Here is a link to my build if anybody is interested
http://diymobileaudio.com/forum/showthread.php?t=24069


----------



## jon w. (Nov 14, 2008)

Testimonials from those who have no vested interest in the Magic Bus:

Title: "Earl Zausmer Listens to the Magic Bus"
Duration: 1'22"
Link: Earl Zausmer listens to the Magic Bus - YouTube

Title: "ANT Listens to the Magic Bus"
Duration: 4'54"
Link: ANT listens to Magic Bus.MOV - YouTube

Title: "Dan Brooks and Alan Clark Listen to the Magic Bus"
Duration: 4'49"
Link: Magic Bus Listening Experience - YouTube

Title: "Brian Levy Listens to the Magic Bus"
Duration: 1'08"
Link: Brian Levy listens to Magic Bus.MOV - YouTube

Written testimonials:

_Perfection on Wheels_ 
*-- Earl Zausmer / mobile audio legend*

_I must say that I wasn’t overly enthusiastic about listening to Jon Whitledge’s van; such systems tend to be demonstrated at hearing-damaging levels, and attempt to impress with sheer sound-pressure level rather than audiophile criteria such as soundstaging, detail resolution, and naturalness of timbre. Nonetheless, I was intrigued after hearing about the system’s extraordinary design and execution.
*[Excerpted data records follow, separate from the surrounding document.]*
PR #218, opened 2019-08-31
Fix mistakes in Final, add atomic/StateToIO

KingoftheHomeless:
I won't merge this yet in case I find something more (which I doubt).

@isovector Don't hesitate to merge this when you're ready to publish v1.2.


KingoftheHomeless:
This turned into more than fixes, now: I remembered that I intended to add `stateToIO` and `atomicStateToIO` since with `Final` we no longer have to worry about work duplication. Of course, I then promptly forgot about it in the `Final` pull request.

KingoftheHomeless:
@isovector If you're fine with this I'll merge it

PR #221, opened 2019-09-01
polysemy-plugin: Reject ununifiable effect candidates early

KingoftheHomeless:
This is the improvement I described in #219. 

Any other improvements may be a long way off, if I even find a way to do them, so I figured I'd open this pull request separately for the easy fix.

### DIFF
--- a/polysemy-plugin/src/Polysemy/Plugin/Fundep.hs
+++ b/polysemy-plugin/src/Polysemy/Plugin/Fundep.hs
@@ -116,12 +116,12 @@ mkWantedForce
   -> Type
   -> TcPluginM (Unification, Ct)
 mkWantedForce fc given = do
-    (ev, _) <- unsafeTcPluginTcM
-             . runTcSDeriveds
-             $ newWantedEq (fcLoc fc) Nominal wanted given
-    pure ( Unification (OrdType wanted) (OrdType given)
-         , CNonCanonical ev
-         )
+  (ev, _) <- unsafeTcPluginTcM
+           . runTcSDeriveds
+           $ newWantedEq (fcLoc fc) Nominal wanted given
+  pure ( Unification (OrdType wanted) (OrdType given)
+       , CNonCanonical ev
+       )
   where
     wanted = fcEffect fc
 
--- a/polysemy-plugin/src/Polysemy/Plugin/Fundep.hs
+++ b/polysemy-plugin/src/Polysemy/Plugin/Fundep.hs
@@ -88,16 +88,17 @@ getFindConstraints (findClass -> cls) cts = do
 
 ------------------------------------------------------------------------------
 -- | If there's only a single @Member@ in the same @r@ whose effect name
--- matches, return its effect (including tyvars.)
+-- matches and could possibly unify, return its effect (including tyvars.)
 findMatchingEffectIfSingular
     :: FindConstraint
     -> [FindConstraint]
     -> Maybe Type
-findMatchingEffectIfSingular (FindConstraint _ eff_name _ r) ts =
+findMatchingEffectIfSingular (FindConstraint _ eff_name wanted r) ts =
   singleListToJust $ do
     FindConstraint _ eff_name' eff' r' <- ts
     guard $ eqType eff_name eff_name'
     guard $ eqType r r'
+    guard $ canUnifyRecursive FunctionDef wanted eff'
     pure eff'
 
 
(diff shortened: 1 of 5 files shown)


polysemy-plugin/src/Polysemy/Plugin/Fundep.hs
```diff
@@ -202,8 +215,9 @@ solveFundep (ref, stuff) given _ wanted = do
     let r  = fcRow fc
     case findMatchingEffectIfSingular fc given_finds of
```
KingoftheHomeless: Potential bug source? Previously, if `findMatchingEffectIfSingular` finds an single, ununifiable effect, then the `Just` branch would get taken, and then `mkWanted` would reject making an equality constraint as the effect is ununifiable.
With my modifications, the ununifiable effect would get rejected in `findMatchingEffectIfSingular`, and the `Nothing` path will get taken instead.

KingoftheHomeless: Or perhaps that's actually an improvement?

polysemy-plugin/test/MultipleVarsSpec.hs
```diff
@@ -0,0 +1,28 @@
...
+        ] r
+      => Sem r ()
+test = taggedPut @Bool 10
+
+
+spec :: Spec
+spec = describe "Using multiple, but ununifiable instances\
+               \ of the same effect" $ do
+  it "should get disambiguated and compile!" $ do
+    True `shouldBe` True
```
isovector: Can you add a test that ensures it also works without an explicit `Given`? ie

```haskell
flip shouldBe blah . run . runTagged @Bool . runTagged @Char $ do
  taggedPut @Bool 10
```

isovector: Also I'd like to see actually running `test`, to ensure the tagged effects end up in the right place. Right now we just give evidence by fiat, which will happily compile even if it _does the wrong thing_ :scream:

polysemy-plugin/src/Polysemy/Plugin/Fundep.hs
```diff
@@ -202,8 +215,9 @@ solveFundep (ref, stuff) given _ wanted = do
...
       -- We found a real given, therefore we are in the context of a function
-      -- with an explicit @Member e r@ constraint.
-      Just eff' -> mkWanted fc FunctionDef eff'
+      -- with an explicit @Member e r@ constraint. We also know it can
+      -- be unified (although it may generate unsatisfiable constraints).
```
isovector: What do those unsatisfiable constraints look like? Can we add some tests for multiple states and see what happens in that case? I'm particularly curious about two concrete `Num`s.

KingoftheHomeless: What I mean by unsatisfiable constraints in this context is `Num String`; in particular, I don't mean obviously unsatisfiable constraints like `String ~ Int`.

For example, `polysemy-plugin` will generate a `Num String` constraint for code like this:

```haskell
ex :: Member (State String) r => Sem r ()
ex = put 10
```

With or without my modification, because it sees the type variable created by the literal, and `canUnifyRecursive` says "oh hey, we can unify string with that".

All my modification does is use `canUnifyRecursive` to get rid of cases we know unification won't work out, even without knowing what constraints we are given.

I'm not sure what you mean about two concrete `Num`s.

polysemy-plugin/test/MultipleVarsSpec.hs
KingoftheHomeless: Just tested it. Works fine; I'll commit the update to the test together with any other changes you'd like.

isovector:
What's the result of the following?

```
foo :: Members '[State Int, State Bool] r => Sem r ()
foo = do
  put 5
  put True
```

What about this?

```
foo :: Members '[State Int, State Double] r => Sem r ()
foo = do
  put 5
  put 6.0
```

KingoftheHomeless:
Both would fail to disambiguate.
In the first case, the type variable generated by `put 5` _could_ unify with either `Int` or `Bool` (despite the fact that a `Num Bool` constraint/instance isn't given).

Similarly, either type variable generated in the second case could be unified with either `Int` or `Double` (despite the fact that a `Fractional Int` constraint/instance isn't given).

So my improvement doesn't fix #219. But it does allow this:
```
foo :: Members '[TaggedState "one" Int, TaggedState "two" Double] r => Sem r ()
foo = do
  taggedPut @"one" 5
  taggedPut @"two" 6.0
```
Which wasn't possible before.

That's because `TaggedState "one" ambiguous_variable` generated by `taggedPut @"one" 5` could only unify with `TaggedState "one" Int`, and not `TaggedState "two" Double`.

isovector:
Yeah, the tagged stuff makes sense. But I'm curious about the actual behavior of the plugin; does it simply not do any work in my example, or does it do something silly like try to unify `State Int ~ State Bool`?

KingoftheHomeless:
`findMatchingEffectIfSingular` will find that it has two candidates when trying to disambiguate `put 5` even with pruning using `canUnifyRecursive`, so it gives up; the resulting error message is:
```
 * Ambiguous use of effect 'State'
      Possible fix:
        add (Member (State Integer) r) to the context of
          the type signature
```

So the behaviour in that case is the same as it used to be.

I’m glad I put my prejudices aside, because listening to Jon Whitledge’s Magic Bus was a revelatory experience. Sitting in the driver’s seat with my portable CD case, I played one familiar reference disc after another. For starters, the system was extremely smooth and well balanced tonally. The treble didn’t exhibit the hyped metallic sound so often heard in cars, and the midrange had a richness of tone color that gave instruments and voices a real sense of body.

What really floored me, however, was the system’s ability to create a three-dimensional soundstage in front of me. It was like sitting down between a pair of well set up loudspeakers in a room. Despite sitting far off axis in the driver’s seat, the soundstage was perfectly symmetrical, with depth and layering that were extraordinary. Listening to Rutter’s Requiem produced a startling sense of disconnect; the soundstage extended far in front of the windshield, with every instrument perfectly positioned and proportioned. The illusion of pinpoint images, surrounded by an expansive acoustic, was outstanding even by home-audio standards.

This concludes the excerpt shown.